В камышах что-то осторожно попискивает и булькает; по широкой луже недалеко от дрожек, извиваясь, проплывает уж; перламутрово-голубые стрекозы с треском распускают длинные стеклянные крылышки, вылетая из горячей грани, а высоко в небе медленно вырастает и вытягивается большое белоснежное облако… Вот оно приняло образ сказочного исполина, а из затона, в котором, углубляя его, ярко светит отражение этого исполина, что-то глухо, угрюмо и жалобно ухнуло… Ухнуло и выжидательно замолчало…

— Бычки! — вспоминает Иля загадочное слово, оброненное отцом, и весь замирает от сладкого ужаса.

Воображение мгновенно создает образ какого-то фантастического существа, одного из тех страшных подводных жителей, что глубоко скрываются в болотах и только изредка высовывают свои лобастые рогатые головы с выпученными глазами на свет божий. Что, если выглянет такой бычок именно теперь, в этот безмолвный час знойного полдня? И, косясь на затон, Иля не замечает, что картуз его съехал на затылок, что комары облепили ему потную шею и руки и что ослепительно-жаркое солнце бьет прямо в лицо… Вдруг раздается кашель. Иля вздрагивает и мгновенно возвращается к действительности. Отец идет, по пояс мокрый, хлюпает тяжелыми сапогами, налитыми болотной водой.

— Тут… бычки, — говорит Иля нерешительно.

— Они очень большие?

— Кто? Бычки-то? Да ведь это жучки! Водяные жучки!

— Как жучки? — бормочет Иля, пораженный и разочарованный.

Отец раскраснелся, расстегнул ворот рубахи, лицо у него доброе и оживленное. Подойдя к дрожкам, он бросает Иле убитого чирка, и, мгновенно забыв о бычках, Иля с жадностью ловит его на лету. Чирок еще теплый!

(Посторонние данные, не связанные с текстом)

PR #3890, opened 2023-05-15
test: Cleanup Subnet tests

engedaam:
Fixes # 

**Description**
- Improving the `nodetempate.status` testing for subnets by validating the whole API surface 

* Unite tests

- [ ] Yes, issue opened: # 
- [x] No

**Release Note**

```release-note

```

### DIFF
--- a/pkg/controllers/nodetemplate/suite_test.go
+++ b/pkg/controllers/nodetemplate/suite_test.go
@@ -103,124 +103,136 @@ var _ = Describe("AWSNodeTemplateController", func() {
 			ExpectApplied(ctx, env.Client, nodeTemplate)
 			ExpectReconcileSucceeded(ctx, controller, client.ObjectKeyFromObject(nodeTemplate))
 			nodeTemplate = ExpectExists(ctx, env.Client, nodeTemplate)
-			subnet, _ := awsEnv.SubnetProvider.List(ctx, nodeTemplate)
-			subnetIDs := lo.Map(subnet, func(ec2subnet *ec2.Subnet, _ int) string {
-				return *ec2subnet.SubnetId
-			})
-			sort.Strings(subnetIDs)
-			subnetIDsInStatus := lo.Map(nodeTemplate.Status.Subnets, func(subnet v1alpha1.Subnet, _ int) string {
-				return subnet.ID
-			})
-			sort.Strings(subnetIDsInStatus)
-			Expect(subnetIDsInStatus).To(Equal(subnetIDs))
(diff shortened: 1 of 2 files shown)


pkg/providers/subnet/suite_test.go
```diff
@@ -116,63 +117,139 @@ var _ = Describe("Subnet Provider", func() {
 		subnets, err := awsEnv.SubnetProvider.List(ctx, nodeTemplate)
 
 		Expect(err).To(BeNil())
-		Expect(subnets).To(HaveLen(1))
-		Expect(aws.StringValue(subnets[0].SubnetId)).To(Equal("subnet-test1"))
-		Expect(aws.StringValue(subnets[0].AvailabilityZone)).To(Equal("test-zone-1a"))
+		Expect(subnets).To(Equal([]*ec2.Subnet{
```
jonathan-innis, line 120: For these tests, I'm less convinced that we need to ensure the entire API surface. I had the opinion that we should ensure the entire API surface for the `nodeTemplate.status` because:
1. We control the API, so we should ensure the API
2. It's a smaller API surface, so it's easier to ensure every field

For these test, I think it might be sufficient to ensure the pieces that we care about and rely on. If we rely on all these fields in other places, then this is fine, we can keep it as you have it. But, if I recall, we really only care about the AZs and the IDs for these tests.

pkg/controllers/nodetemplate/suite_test.go
```diff
@@ -103,124 +103,136 @@ var _ = Describe("AWSNodeTemplateController", func() {
...
-				return int(*subnet[i].AvailableIpAddressCount) > int(*subnet[j].AvailableIpAddressCount)
-			})
-			correctSubnetIDs := lo.Map(subnet, func(ec2subnet *ec2.Subnet, _ int) string {
-				return *ec2subnet.SubnetId
-			})
-			subnetIDsInStatus := lo.Map(nodeTemplate.Status.Subnets, func(subnet v1alpha1.Subnet, _ int) string {
-				return subnet.ID
-			})
-			Expect(subnetIDsInStatus).To(Equal(correctSubnetIDs))
+			Expect(nodeTemplate.Status.Subnets).To(Equal([]v1alpha1.Subnet{
```
jonathan-innis, line 130: Nice 🎉

pkg/providers/subnet/suite_test.go
engedaam: Ah I see, we only really rely on  `SubnetId`, `AvailabilityZone`, and `AvailableIpAddressCount` for choosing the subnet, so I'll just add that pieces.

jonathan-innis (approved):
Nice 🎉

PR #3893, opened 2023-05-16
test: Enable GitHub Actions for E2Es

jonathan-innis:
Fixes # 

**Description**

This PR enables Github Actions to trigger our E2E test runners which enables us to get visibility into our test runners directly from the GH UI. The GHA assumes that you have followed the instructions to deploy the relevant CloudFormation stacks into your account and enabled a `SLACK_WEBHOOK_URL` in the Github action secrets.

This change serves to replace the current Tekton run flow where we trigger and orchestrate our test runners in infrastructure that we manage.

* Running on main in `jonathan-innis/karpenter`

Screenshot 2023-05-26 at 10 02 44 AM

__Note: Upgrade is intentionally failing and should pass when it is pushed to upstream__

- [ ] Yes, issue opened: # 
- [x] No

**Release Note**

```release-note
None
```


jonathan-innis (commented):
/karpenter snapshot

.github/actions/e2e/install-helm/action.yaml
```diff
@@ -0,0 +1,15 @@
+name: InstallHelm
```
ellistarn, line 1: IIUC you could build a tools image (like the one we have) and run the container with gha so you have all your deps packaged up.

.github/workflows/e2e-matrix.yaml
```diff
@@ -0,0 +1,33 @@
+name: E2ETestMatrix
```
ellistarn, line 1: Nit: does not match file name

test/gha/README.md
```diff
@@ -0,0 +1,17 @@
+## Enabling Github Action Runs in Your AWS Account
+
+1. Deploy the [Cloudformation stacks](https://github.com/aws/karpenter/tree/main/test/gha/cloudformation/README.md) into your account that enable Managed Prometheus and the Github Actions runner policies.
+2. Remove the `if: github.repository == 'aws/karpenter'` lines from the top of the `e2e-matrix.yaml` file so that the jobs are allowed to run in other repositories besides Karpenter
```
ellistarn, line 4: Wonder if we could drive this via another mechanism. Maybe the existence of a gh secret?

ellistarn (dismissed):
Very cool!!!

test/gha/README.md
jonathan-innis: We _could_ just not gate it. This will outright fail if it tries to assume the role outlined in the action. I'm fine either way.

.github/actions/e2e/install-helm/action.yaml
jonathan-innis: Yep, you're right. Was planning to take care of it in a follow-up. Wanted to get the initial iteration out and then follow-up in another PR to add the image.

test/gha/README.md
jonathan-innis: I'm going to do a little look-around and see if there's a best practice on how to handle actions like this for forks.

.github/actions/e2e/install-eksctl/action.yaml
```diff
@@ -0,0 +1,16 @@
+name: InstallEKSCTL
```
njtran, line 1: I'm worried about how many different ways this opens us up to failures. 

Looking briefly for some ways to use ECR images, I saw this https://agileek.github.io/software/aws/2020/10/28/using-an-ecr-image-in-github-actions/#:~:text=The%20complete%20GitHub%20workflow%3A but I don't know how viable it is.

njtran: I feel the effort is worth it to just use the tools image we already have, rather than creating some other tool installation containers. WDYT?

.github/actions/e2e/install-karpenter/action.yaml
```diff
@@ -0,0 +1,64 @@
...
+    with:
+      repository: ${{ inputs.git_repo }}
+      ref: ${{ inputs.git_ref }}
+  - uses: actions/checkout@v3
+    with:
+      path: "actions"
+  - uses: ./actions/.github/actions/e2e/install-helm
+  - name: install-karpenter
+    shell: bash
+    # TODO @joinnis: Change the --version argument back to --version v0-$(git rev-parse HEAD)
```
njtran, line 40: Seems like this TODO is done here, but not in the next step

.github/actions/e2e/install-prometheus/action.yaml
```diff
@@ -0,0 +1,43 @@
...
+      run: |
+        kubectl create ns prometheus
+        kubectl label ns prometheus scrape=enabled
+    - name: install prometheus
+      shell: bash
+      run: |
+        helm upgrade --install prometheus prometheus-community/kube-prometheus-stack \
+          -n prometheus --create-namespace \
+          -f ./actions/.github/actions/e2e/install-prometheus/values.yaml \
+          --set prometheus.prometheusSpec.remoteWrite[0].url=https://aps-workspaces.${{ inputs.region }}.amazonaws.com/workspaces/${{ inputs.workspace_id }}/api/v1/remote_write \
```
njtran, line 41: Is this URL going to be for a managed Prometheus?

.github/workflows/e2e-matrix.yaml
```diff
@@ -0,0 +1,33 @@
...
+      git_repo: jonathan-innis/karpenter
+      event_name: ${{ github.event_name }}
+    secrets:
+      SLACK_WEBHOOK_URL: ${{ secrets.SLACK_WEBHOOK_URL }}
+  e2e-upgrade:
+    if: github.repository == 'aws/karpenter'
+    uses: ./.github/workflows/e2e-upgrade.yaml
+    with:
+      from_git_ref: v0.26.1
+      git_repo: jonathan-innis/karpenter
```
njtran, line 30: Probably should change this

.github/workflows/e2e-matrix.yaml
```diff
@@ -0,0 +1,33 @@
...
+  e2e:
+    if: github.repository == 'aws/karpenter'
+    strategy:
+      fail-fast: false
+      matrix:
+        suite: [Integration, Machine, Consolidation, Utilization, Interruption, Drift, Chaos, IPv6]
+    uses: ./.github/workflows/e2e.yaml
+    with:
+      suite: ${{ matrix.suite }}
+      git_repo: jonathan-innis/karpenter
```
njtran, line 21: Should probably change this too

.github/workflows/e2e.yaml
```diff
@@ -0,0 +1,101 @@
...
+        required: true
+      event_name:
+        type: string
+        required: true
+    secrets:
+      SLACK_WEBHOOK_URL:
+        required: true
+env:
+  AWS_REGION: ${{ inputs.region }}
+  K8s_VERSION: 1.25
```
njtran, line 24: Would be nice to parameterize this

.github/workflows/e2e-matrix.yaml
jonathan-innis: Good catch

.github/workflows/e2e.yaml
jonathan-innis: There isn't a good way to pass these down from their top-level caller. i.e. even if we passed these down as inputs from the top-level workflow caller, we couldn't define these values only once. I tried it and you can't specify environment variables declared once in a `with:` statement like

```yaml
  e2e-upgrade:
    if: github.repository == 'aws/karpenter'
    uses: ./.github/workflows/e2e-upgrade.yaml
    with:
      region: ${{ env.AWS_REGION }} # This fails with an error
      from_git_ref: v0.26.1
      git_repo: jonathan-innis/karpenter
```

.github/actions/e2e/install-prometheus/action.yaml
jonathan-innis: Yep, that's the workspace ID that's passed through.

.github/actions/e2e/install-eksctl/action.yaml
jonathan-innis: > I'm worried about how many different ways this opens us up to failures

I'm curious what you're thinking that these failures could be. This is the prescribed download method for `eksctl`

The tools image that we have doesn't currently work out-of-the-box and needs some tweaking to get it working properly with GHA. I can take that as an AI and fast-follow but I'm not convinced that this needs to be blocking for this PR to go in.

.github/workflows/e2e.yaml
jonathan-innis: I also would say that `input` values for wokrflows should be things that are likely to change while environment variables are going to be consistent and generally the same throughout a given environment. I don't see these values as likely to change as often so I think they are fine as environment variables.

.github/actions/e2e/install-eksctl/action.yaml
njtran: > I'm curious what you're thinking that these failures could be.

Really just thinking about unexpected bash issues. I'm fine to merge this and do a fast follow, but don't want us to forget about this.

jonathan-innis: Sounds good, not planning to forget about this. Part of the follow-up for this is going to be creating the testing image for GHA to run the tests with

test/gha/cloudformation/iam_cloudformation.yaml
```diff
@@ -0,0 +1,475 @@
...
+              - sqs:GetQueueAttributes
+              - sqs:GetQueueUrl
+              - sqs:SendMessage
+              - sqs:ReceiveMessage
+            Resource: "*"
+          - Effect: Allow
+            Action: iam:PassRole
+            Resource:
+              - !Sub "arn:${AWS::Partition}:iam::${AWS::AccountId}:role/KarpenterNodeRole-*"
+              - !Sub "arn:${AWS::Partition}:iam::${AWS::AccountId}:role/aws-fis-itn"
```
njtran, line 409: FISInterruptionRole

test/gha/cloudformation/iam_cloudformation.yaml
```diff
@@ -0,0 +1,475 @@
...
+        Statement:
+          - Effect: Allow
+            Principal:
+              Federated: !Ref GithubOIDCProvider
+            Action: "sts:AssumeRoleWithWebIdentity"
+            Condition:
+              StringEquals:
+                token.actions.githubusercontent.com:aud: sts.amazonaws.com
+              StringLike:
+                token.actions.githubusercontent.com:sub: !Sub "repo:${Repository}:ref:refs/heads/main"
```
njtran, line 451: synced offline, need to validate after this PR is merged to check that this can work for snapshots before merge

.github/workflows/e2e-matrix.yaml
```diff
@@ -0,0 +1,33 @@
...
+      suite: ${{ matrix.suite }}
+      git_repo: aws/karpenter
+      event_name: ${{ github.event_name }}
+    secrets:
+      SLACK_WEBHOOK_URL: ${{ secrets.SLACK_WEBHOOK_URL }}
+  e2e-upgrade:
+    if: github.repository == 'aws/karpenter'
+    uses: ./.github/workflows/e2e-upgrade.yaml
+    with:
+      from_git_ref: v0.26.1
```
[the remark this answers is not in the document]
jonathan-innis: Added

hack/release/stable-pr.sh
```diff
@@ -21,9 +21,11 @@ updateKarpenterCoreGoMod(){
 updateTektonPreUpgradeVersion(){
   LAST_MINOR_VERSION=$(git tag --sort=committerdate | grep -v "v${RELEASE_VERSION_MAJOR}.${RELEASE_VERSION_MINOR}" | tail -1)
   TEKTON_RELEASE_LISTENER_PATH="tools/release-notification-listener/listener/tekton.go"
+  GITHUB_ACTION_E2E_MATRIX_PATH=".github/workflows/e2e-matrix.yaml"
 
   # This command goes into the tekton release-listener file and replaces the preUpgradeVersion with the last minor version
   sed -i "s/preUpgradeVersion = \".*\"/preUpgradeVersion = \"$LAST_MINOR_VERSION\"/" "$TEKTON_RELEASE_LISTENER_PATH"
+  sed -i "s/from_git_ref:.*/from_git_ref: $LAST_MINOR_VERSION/" "$GITHUB_ACTION_E2E_MATRIX_PATH"
```
njtran, line 28: Wow nice! Thanks for doing this :D

njtran (approved):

Головка с закатившимися глазами, подернутыми белесою пленкой, бессильно падает на радужный зобик, брюшко в запекшейся крови… Но как оно славно пахнет тиной и порохом! И Джальма вылезает из осоки тоже веселая и удовлетворенная. Глаза безумные, с длинного красного языка льет слюна, белая атласная шерсть вся прилизана, уши висят, ноги в иле, — точно в черных чулках…

Мокрые блестящие шины колес снова шуршат по бархатной сочной траве, изредка врезываясь в воду и разбрасывая во все стороны светлые длинные брызги. Лужи, в которых золотыми полосами то там, то здесь резко вспыхивает жаркий солнечный блеск, мелькают перед глазами… Из куги то и дело с жалобными стонами вырываются кулички… Потом мягкий кочкарник сразу обрывается, — дрожки снова трещат по дороге, убегающей в гору…

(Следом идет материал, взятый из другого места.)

PR #3897, opened 2023-05-16
fix: Update E2E old drift AMI

engedaam:
Fixes # 

**Description**

- The newer AMI contains some security updates that would be good to include for our testing

* Manually tested

- [ ] Yes, issue opened: # 
- [ ] No

**Release Note**

```release-note

```

### DIFF
--- a/test/suites/drift/suite_test.go
+++ b/test/suites/drift/suite_test.go
@@ -66,7 +66,7 @@ var _ = Describe("Drift", Label("AWS"), func() {
 		})
 		// choose an old static image
 		parameter, err := env.SSMAPI.GetParameter(&ssm.GetParameterInput{
-			Name: awssdk.String("/aws/service/eks/optimized-ami/1.23/amazon-linux-2/amazon-eks-node-1.23-v20221101/image_id"),
+			Name: awssdk.String("/aws/service/eks/optimized-ami/1.23/amazon-linux-2/amazon-eks-node-1.23-v20230322/image_id"),
 		})
 		Expect(err).To(BeNil())
 		oldCustomAMI := *parameter.Parameter.Value
@@ -112,7 +112,7 @@ var _ = Describe("Drift", Label("AWS"), func() {
 		})
 		// choose an old static image
 		parameter, err := env.SSMAPI.GetParameter(&ssm.GetParameterInput{
-			Name: awssdk.String("/aws/service/eks/optimized-ami/1.23/amazon-linux-2/amazon-eks-node-1.23-v20221101/image_id"),
+			Name: awssdk.String("/aws/service/eks/optimized-ami/1.23/amazon-linux-2/amazon-eks-node-1.23-v20230322/image_id"),
 		})
 		Expect(err).To(BeNil())
 		oldCustomAMI := *parameter.Parameter.Value
--- a/test/suites/integration/ami_test.go
+++ b/test/suites/integration/ami_test.go
@@ -65,7 +65,7 @@ var _ = Describe("AMI", func() {
 	It("should use the most recent AMI when discovering multiple", func() {
 		// choose an old static image
 		parameter, err := env.SSMAPI.GetParameter(&ssm.GetParameterInput{
-			Name: aws.String("/aws/service/eks/optimized-ami/1.23/amazon-linux-2/amazon-eks-node-1.23-v20221101/image_id"),
+			Name: aws.String("/aws/service/eks/optimized-ami/1.23/amazon-linux-2/amazon-eks-node-1.23-v20230322/image_id"),
 		})
 		Expect(err).To(BeNil())
 		oldCustomAMI := *parameter.Parameter.Value


njtran (approved):
Approving, but musing: maybe we can programmatically pick the second latest SSM AMI release, and pick that so that we don't have to come back and update this file later. 

I.e. this command returns all the SSM aliases, that we could sort
```
aws ssm get-parameters-by-path --path /aws/service/eks/optimized-ami/1.23/amazon-linux-2 --recursive --max-items=50
```

jonathan-innis (approved):

test/suites/drift/suite_test.go
```diff
@@ -66,7 +66,7 @@ var _ = Describe("Drift", Label("AWS"), func() {
 		})
 		// choose an old static image
 		parameter, err := env.SSMAPI.GetParameter(&ssm.GetParameterInput{
-			Name: awssdk.String("/aws/service/eks/optimized-ami/1.23/amazon-linux-2/amazon-eks-node-1.23-v20221101/image_id"),
+			Name: awssdk.String("/aws/service/eks/optimized-ami/1.23/amazon-linux-2/amazon-eks-node-1.23-v20230322/image_id"),
```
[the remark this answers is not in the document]
engedaam: Updated the PR

test/suites/integration/ami_test.go
```diff
@@ -64,8 +64,13 @@ var _ = Describe("AMI", func() {
 	})
 	It("should use the most recent AMI when discovering multiple", func() {
 		// choose an old static image
+		parameters, err := env.SSMAPI.GetParametersByPath(&ssm.GetParametersByPathInput{
```
jonathan-innis, line 67: We should also expect a certain length from these responses. Else, we might get a panic when we try to index if the length is too short

test/suites/drift/suite_test.go
```diff
@@ -65,8 +65,13 @@ var _ = Describe("Drift", Label("AWS"), func() {
 			"featureGates.driftEnabled": "true",
 		})
 		// choose an old static image
+		parameters, err := env.SSMAPI.GetParametersByPath(&ssm.GetParametersByPathInput{
+			Path:      awssdk.String("/aws/service/eks/optimized-ami/1.23/amazon-linux-2"),
```
njtran, line 69: Can you also parameterize the kubernetes version to use the one that's discovered by the environment?

test/suites/drift/suite_test.go
```diff
@@ -65,8 +65,13 @@ var _ = Describe("Drift", Label("AWS"), func() {
...
+			Recursive: awssdk.Bool(true),
+		})
+		Expect(err).To(BeNil())
 		parameter, err := env.SSMAPI.GetParameter(&ssm.GetParameterInput{
-			Name: awssdk.String("/aws/service/eks/optimized-ami/1.23/amazon-linux-2/amazon-eks-node-1.23-v20221101/image_id"),
+			Name: awssdk.String(fmt.Sprintf("%s/image_id", *parameters.Parameters[len(parameters.Parameters)-2].Name)),
```
njtran, line 74: Is this output guaranteed to be sorted?

test/suites/drift/suite_test.go
njtran: Additionally, you could consider putting this in a function to get the latest-nth version with a `n int` parameter.

test/suites/drift/suite_test.go
engedaam: It has a specific hierarchy, according the documentation, but I will sort just in case

test/suites/drift/suite_test.go
```diff
@@ -66,7 +66,7 @@ var _ = Describe("Drift", Label("AWS"), func() {
 		})
```
jonathan-innis, line 66: I think we should replace the `selectCustomAMI` function in this file with the `GetCustomAMI` function in the `aws/expectations.go` file so that we aren't duplicating the code throughout.

test/pkg/environment/aws/expectations.go
```diff
@@ -214,3 +215,18 @@ func (env *Environment) GetCustomAMI(amiPath string, versionOffset int) string {
 	Expect(err).To(BeNil())
 	return *parameter.Parameter.Value
 }
+
+func (env *Environment) GetNthLastAMIVersion(k8sVersion string, n int) string {
```
jonathan-innis, line 219: Is it possible to extend this off of the `GetCustomAMI` function rather than creating an entirely different function or to create a function similar to it so that it makes sense that the functions are related?

test/suites/drift/suite_test.go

Ах, когда Иля вырастет, он будет самым счастливым человеком в мире! Он поселится на хуторе, будет жить только охотой, будет каждый день чистить кирпичом и промывать свое ружье, будет варить себе кулеш, спать возле порога дома на войлоке, а просыпаться еще в ту пору, когда едва-едва брезжит зелено-серебристый рассвет…

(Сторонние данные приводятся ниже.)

PR #3904, opened 2023-05-17
chore: Move AMI drift to a drift.go

engedaam:
Fixes # 

**Description**
- Created a file to place all the `AWSNodeTemplate` components for drift

* Manually tested

- [ ] Yes, issue opened: # 
- [ ] No

**Release Note**

```release-note

```


njtran (approved):

pkg/cloudprovider/drift.go
```diff
@@ -0,0 +1,75 @@
...
+	v1 "k8s.io/api/core/v1"
+
+	"github.com/aws/karpenter-core/pkg/apis/v1alpha5"
+	"github.com/aws/karpenter-core/pkg/cloudprovider"
+	"github.com/aws/karpenter/pkg/apis/v1alpha1"
+	"github.com/aws/karpenter/pkg/providers/amifamily"
+	"github.com/aws/karpenter/pkg/utils"
+)
+
+func (c *CloudProvider) isNodeFromDriftedNodeTemplate(ctx context.Context, machine *v1alpha5.Machine, provisioner *v1alpha5.Provisioner, nodeTemplate *v1alpha1.AWSNodeTemplate) (bool, error) {
```
jonathan-innis, line 31: nit: This naming doesn't make a _ton_ of sense to me. Why not just, `isNodeTemplateDrifted`? I assume you are doing all of this breaking up so that you can do an `isDrifted` call on each aspect of the spec?

jonathan-innis (commented):
/karpenter snapshot

jonathan-innis (approved):
One nit, but otherwise LGTM 🚀  

Let's wait for the E2Es to run before merging

pkg/cloudprovider/drift.go
engedaam: I was thinking that would be confusing because that seems like we are checking if an AWSNodeTemplate is drifted, as opposed to checking if a machine is drifted against a NodeTemplate. Would `isMachineFromDriftedNodeTemplate` be better?

engedaam: And yes all the calls  from the NodeTemplate spec will be placed in that function

jonathan-innis (approved):
Nice! 🎉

Но и теперь чудесно. Дышит Иля чистым полевым ветром, слушает хохлатых жаворонков, распевающих над полями, в облаках, в бесконечном просторе… Степь вокруг, куда ни кинь взор, зеленая, ровная, вольная. И ни души в степи, ни кустика, ни деревца, — только далеко впереди машет, как утопающий руками, чья-то мельница.